Seed, a reproductive body found in many angiosperms (flowering plants) and gymnosperms (conifers). It contains an embryo and the food it needs to grow into a new plant.
Seeds are surrounded by a protective coat, called the testa, that protects them from physical, mechanical and temperature-related damage. The embryo and endosperm, which is food for the seed, may be inside or outside the testa.
Seeds, like nuts and legumes, offer a wide range of vitamins, minerals, antioxidants and phytochemicals. They also contain a high amount of protein and healthy fats.
They’re a source of fiber, lignans, and vitamin E, says Patton. They’re especially high in the omega-3 fatty acids that reduce the risk of heart disease and improve cholesterol levels.
While they’re not as low in calories as many other snacks, they can help you meet your weight and health goals by containing both protein and heart-healthy fats that give you a feeling of fullness for longer.
They’re also a good source of magnesium and zinc, which can help lower blood pressure and reduce your risk of stroke. In addition to making a delicious snack, seeds can be added to breakfast cereals, yogurt and salads. They’re also becoming a popular alternative to dairy milk, thanks to companies like Land O’ Lakes and Good Seed.
Seeds provide a variety of healthful foods, including protein, omega-3 fats, dietary fiber and essential vitamins and minerals. They’re also a good source of antioxidants and phytochemicals.
Seeds can be eaten alone or mixed into other foods, like homemade granola and energy bars. You can also use seeds as a base for gluten-free breading and pasta dishes.

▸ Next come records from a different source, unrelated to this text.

PR #1069, opened 2026-05-12
Add a setting to disable the faint buzzing noise when a context menu …

YLFAndy:
This change adds a setting to disable the slight 'buzzing' noise when context-aware button prompts display. It simply adds a trigger to the culling workflow IFF the setting is enabled.


YLFAndy:
Also, if this is not implemented to your liking, feel free to close it and I'll open it as a feature request. The sound just has me reaching for my phone constantly and triggers my specific brand of audio aversion.

src/Z2AudioLib/Z2SeMgr.cpp
```diff
@@ -1169,6 +1170,9 @@ bool Z2SeMgr::isSoundCulling(JAISoundID soundID) {
         }
         field_0x3c8 = 1;
         break;
+    case Z2SE_SY_HINT_BUTTON:
+            return (dusk::getSettings().game.noContextAwareSound);
+        break;
```
encounter:
```suggestion
#ifdef TARGET_PC
    case Z2SE_SY_HINT_BUTTON:
        return dusk::getSettings().game.noContextAwareSound;
#endif
```

YLFAndy: Thanks!

qwertyquerty:
I don't really see this being a widely used option; if it's something you want very badly you can always play on your own fork or reimplement the change with the mod api once that's put in a release.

Chia, flax and hemp seeds all have high levels of alpha-linolenic acid (ALA), a type of omega-3 fat that your body can convert to the more beneficial EPA and DHA fats.
Many seeds are also high in soluble fiber, which helps keep you feeling fuller longer and keeps your digestive system working efficiently. They’re also good sources of a number of vitamins, including phosphorus, calcium and magnesium. And they’re a good source of antioxidants, especially the heart-healthy polyphenols.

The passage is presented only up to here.